I threw together some quick drawings of what the final product may look like. This is my "artists representation". I tried to make design choices that made sense and that kept the design manufacturable. So here's what I came up with:
A couple things to note: not all the parts in these drawings are exactly to scale yet, and the exact dimensions will change based on the layout in the next iteration. The basic design is two parts that fit over the PCB, held together by 4 screws. There are several purposes this enclosure serves:
1) Protection against the elements and ESD damage from casual handling of the board.
2) Thermal relief for the circuit, since the entire enclosure is manufactured from aluminum and acts like a heat sink. This design should be able to be die cast, which will make it more manufacturable. Ideally this would be 7000 Aluminum, but I'm not sure if that's capable of being die cast.
3) Shielding for spurious radiation and interference from outside
4) Shielding for spurious radiation and interference from inside (caused by the circuit itself). Both 3) and 4) are very important in passing FCC emissions testing, so I'm hoping this (along with certain layout techniques) will keep this design FCC Part 15 compliant.
5) Shielding for self-interference. The raised channels on the inside of the first drawing will make direct contact with trace fences on the PCB. This effectively creates a tiny shield around each section of the circuit. This is important because this design uses heterodyning to generate frequencies, so there will be multiple copies of signals at different bands and amplitudes, plus harmonics, all very close to each other. Fencing in the CC430, ADF4351, mixer, and front end will prevent crosstalk and reduce noise and harmonics on adjacent traces.
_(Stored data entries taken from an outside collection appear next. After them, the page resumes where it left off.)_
PR #2, opened 2016-04-26
add additonal bin reference

DavidWells:
You mean like this?

ref: https://github.com/kentcdodds/p-s/issues/1


kentcdodds:
Exactly. Thanks!

PR #4, opened 2016-05-02
feat(prefixes): Add improved prefixing

rowanoulton:
Hey, great project — I was intrigued by the mention of improved prefixing support in the roadmap and have made an attempt at providing that here.

I couldn't find anything to provide the kind of prefix resolution mentioned, so I put together a (somewhat experimental) package to do it [here](https://github.com/rowanoulton/prefix-matches). It's pretty crude, and I'm opening this pull request more to discuss the implementation early than to merge right in.

Let me know what you think. Would love to see this feature included.

Cheers! ✌️


kentcdodds:
This is fantastic! Thank you for working on it. Your package looks great! Thanks for making it a separate package to! That's the best way to solve this problem.

I'm sure you've noticed that the build broke because Node 0.10 and 0.12 don't support `const`. I recommend you either update your package source to support those old versions or create a build similar to the one for package-scripts.

Let me know if you need help!

rowanoulton:
Awesome. I did have a crack at fixing the issue, though I seem to be stuck between a rock and a hard place: removing `use strict` cause issues in the newer version of node, whereas keeping it causes issues in the older versions. How would you typically fix this? Avoid using `const`, `let`, etc altogether?

kentcdodds:
Yes. Either just use `var` or transpile your code

rowanoulton:
Alright cool, all fixed. I've made some tentative changes to the docs to reflect the deeper prefixing support this adds. Let me know if there's anything else I should add before merge.

ROADMAP.md
```diff
@@ -2,9 +2,9 @@
 
 ## Want to do
 
-- Add improved prefixing. Right now you can prefix the entire name of a script, but you couldn't prefix something like
-`test.watch` as `t.w` and I think that'd be sweet
 - Add the ability to specify multiple scripts that run in series (right now the solution is to just `&&`)
+- Add something like `p-s help` that will log out how to use the cli and available scripts to run in the project
```
kentcdodds: Do you think that you could [rebase your branch](http://kcd.im/gh-rebase)? These items should no longer be in the ROADMAP :-)

package.json
```diff
@@ -30,7 +30,6 @@
     "lodash.camelcase": "4.1.1",
     "lodash.contains": "2.4.3",
     "lodash.find": "4.3.0",
-    "lodash.get": "4.2.1",
```
kentcdodds: This is great! Thanks for updating this :+1:

kentcdodds:
It's almost perfect! Thanks!

rowanoulton:
Oops, that was a bad merge on my part. Fixed up and ready to go. Cheers! ✌️

kentcdodds:
Fantastic! Thank you so much! :D

kentcdodds:
Thanks again for the contribution @rowanoulton. I've added you as a committer. Feel free to continue filing pull requests as you feel the need :-)

rowanoulton:
Nice one. Cheers Kent!

PR #5, opened 2016-05-02
fix(casify): fix casify to also return original task name

abhishekisnot:
casify should also return original task name to avoid common user errors. For example, for task name
like e2e, it is not obvious to see that it converts to camelCase e2E and kebab-case e-2-e. This
avoids scripts must resolve to string error if user passes in the original task name over camelified
or kebabified task name

### DIFF
--- a/.all-contributorsrc
+++ b/.all-contributorsrc
@@ -1,31 +1,41 @@
 {
-  "projectName": "p-s",
-  "projectOwner": "kentcdodds",
-  "files": [
+  "projectName": "p-s"
+, "projectOwner": "kentcdodds"
+, "files": [
     "README.md"
-  ],
-  "imageSize": 100,
-  "commit": false,
-  "contributors": [
+  ]
+, "imageSize": 100
+, "commit": false
+, "contributors": [
     {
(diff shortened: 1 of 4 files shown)


kentcdodds:
Fantastic! Thank you!

kentcdodds:
Whoops, forgot to regenerate the contributors table. I'll do that a little later. Thanks.

kentcdodds:
Hey @abhishekisnot,
I just fixed the contributors stuff (we had an issue with the version). Turns out that GitHub wont size down your image. Could you upload an avatar to your GitHub profile that'll fix it I think:

screen shot 2016-05-02 at 9 59 15 am

abhishekisnot:
@kentcdodds Just updated github avatar. I think it looks good now.

jfmengels:
Ah, so the avatar url is not changed everytime the user avatar changes. Good to know!

kentcdodds:
Looks much better! Thanks!

kentcdodds:
Thanks again for the contribution @abhishekisnot. I've added you as a collaborator. Feel free to continue filing pull requests as you feel the need :-)

PR #9, opened 2016-05-18
feat: Allow user to specify envrionment variables for scripts

giladgo:
**What**:
This allows the user to specify env vars for a script or a set of scripts.

The great thing about it is that it allows to specify a set of env vars for multiple scripts at once. 
So, for example, specifying `env: { test: { foo: 'bar' } }` in the config will run `test.watch`, `test.mystuff` `test.otherstuff` with `foo=bar` as an env var.

**Why**:
Instead of doing this:
```js
scripts: {
  test: {
    bla: "NODE_ENV=TEST MODE=test_mode mocha bla/**/*.js",
    bli: "NODE_ENV=TEST MODE=test_mode mocha bli/**/*.js",
    blo: "NODE_ENV=TEST MODE=test_mode mocha blo/**/*.js",
  }  
}
```
You can do this:

```js
scripts: {
  test: {
    bla: "mocha bla/**/*.js",
    bli: "mocha bli/**/*.js",
    blo: "mocha blo/**/*.js",
  }  
}
env: {
  test: {
    NODE_ENV: "test"
    MODE: "test_mode"
  }
}
```
Much cleaner, isn't it? 😄 

**How**:
Code is pretty much self-explanatory. However if something is unclear, AMA!

### DIFF
--- a/bin/p-s.js
+++ b/bin/p-s.js
@@ -36,6 +36,7 @@ var psConfig = getPSConfig()
 
 runPackageScript({
   scriptConfig: getPSConfig().scripts,
+  envConfig: getPSConfig().env,
   scripts: scriptsAndArgs.scripts,
   args: scriptsAndArgs.args,
   options: merge(psConfig.options, {
--- a/bin/p-s.js
+++ b/bin/p-s.js
@@ -35,8 +35,8 @@ var scriptsAndArgs = getScriptsAndArgs(program)
 var psConfig = getPSConfig()
 
 runPackageScript({
-  scriptConfig: getPSConfig().scripts,
-  envConfig: getPSConfig().env,
+  scriptConfig: psConfig.scripts,
+  envConfig: psConfig.env,
   scripts: scriptsAndArgs.scripts,
   args: scriptsAndArgs.args,
   options: merge(psConfig.options, {
--- a/src/get-script-env.js
+++ b/src/get-script-env.js
@@ -1,0 +1,15 @@
+import prefixMatches from 'prefix-matches'
+import kebabAndCamelCasify from './kebab-and-camel-casify'
+
+export default function getScriptEnv(config, input) {
+  if (!config) {
+    return {}
+  }
+  config = kebabAndCamelCasify(config)
+  let env = prefixMatches(input, config)[0]
+  while (!env) {
+    input = input.split('.').slice(0, -1).join('.')
+    env = prefixMatches(input, config)[0]
+  }
+  return env
+}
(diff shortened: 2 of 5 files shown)


bin/p-s.js
```diff
@@ -36,6 +36,7 @@ var psConfig = getPSConfig()
 
 runPackageScript({
   scriptConfig: getPSConfig().scripts,
+  envConfig: getPSConfig().env,
```
kentcdodds: Could we optimize this by doing something more like:

```javascript
var psConfig = getPSConfig()
runPackageScript({
  scriptConfig: psConfig.scripts,
  envConfig: psConfig.env,
  // ...
})
```

Thanks!

kentcdodds:
Hmmm... I'm not certain about this feature. On the one hand you're right that it makes it much cleaner, but on the other I think it adds unnecessary complexity to our implementation.

Here's how I would solve your example above:

```javascript
const testEnv = 'NODE_ENV=TEST MODE=test_mode'
//
scripts: {
  test: {
    bla: `${testEnv} mocha bla/**/*.js`,
    bli: "${testEnv} mocha bli/**/*.js",
    blo: "${testEnv} mocha blo/**/*.js",
  }  
}
```

Much more straightforward and less ✨ magic.

I'm willing to be convinced. Curious what other repo watchers have to say. But I'd really prefer to keep things simple.

I realize you've worked hard on this and it's probably frustrating that I'm not super excited about it. I apologize for that. In the future, please file an issue for new features so we avoid this.

tleunen:
I also prefer your way, it's more obvious something will be done when running the command. There's no need to look for an `env` structure and make the link between the task names in scripts and `env`.

bin/p-s.js
giladgo: sure :)

giladgo:
I hear you.

@tleunen @kentcdodds all of your arguments are completely valid, and now I'm not 100% convinced 
about this feature either 😄 

But, let's examine the pros before we rule this one out:

 1. Even though this can be solved as @kentcdodds suggested (and in fact, that's how I solved it in one of my projects in the meantime :)), moving things to `env` will reduce clutter and improve readability even more. I agree that this adds to ✨  magic, but (as with everywhere in coding), it's a matter of trade-offs - magic v.s. simplicity/readability.
 2. No need to use the shell environment variable syntax. That is, no need to surround the values in quotes (and escape the quotes), etc. consider:

``js
build: "MY_NAME=\"Captain America\" npm build"
```
vs.
``js
build: "npm build"
// ..
env: {
  build: {
    MY_NAME: "Captain America"
  }
}
```

kentcdodds:
Yeah, after thinking of it further, I'm going to go ahead and close this. Forks are free though :-)

PR #10, opened 2016-05-18
docs(in-the-wild): Add "In the wild" section

nkbt:
**What**: Add "In the wild" section with links to 3rd-party libs using `p-s` as functional part

**Why**: Some usages that may not be initially intended as `p-s` goal, but can give inspiration and ideas for other users

**How**: -


kentcdodds:
LGTM!

Do you want to add yourself as a contributor? See the contributing guidelines. This would be considered an example contribution type

nkbt:
Why not :)

PR #16, opened 2016-05-20
P-S Exits Now If No Config File Could Be Found

tim-mcgee:
**Why**:
P-S would terminate anyway because it couldn't find a script.


kentcdodds:
LGTM

PR #20, opened 2016-05-31
Fix nested tasks display in help

### LINKED ISSUE #19: Nested taks are not displayed properly in the help
Inside the help section, the task list may be wrong.

If I have a few nested tasks, like:
```
build: {
  x: {
    y: {
      description: "build X-Y",
      script: "do sth"
    }
  }
}
```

I didn't want to design an enclosure that kept the user out though, so all you have to do is remove 4 screws and you can probe or modify the PCB however you want. I didn't include it in the rendering, but to help make this design more understandable, there will be silkscreened labels on the top of the enclosure beside the pins to identify each pin number and function.
Once I get the next revision done, I'll get a prototype of this 3D printed in at least plastic, maybe metal. I may also play with the aesthetics a little and try to use depth more. I don't want to design anything that can't be achieved with die casting, but I think there are still some things I can get away with.
While I'm on the subject of productization, one of the often overlooked problems with getting an electronic product to market is FCC certification. Part 15 says that a device can't cause interference and must accept any interference it encounters. There are lots of good design practices used to help meet this certification. For example, having lots of easy paths to ground prevents stray inductance from occurring. That's why there are so many vias on the board:
I don't know if this will pass EMC testing, but I'm keeping it in mind and I'm hoping the combination of good layout techniques and the enclosure will make passing it easier.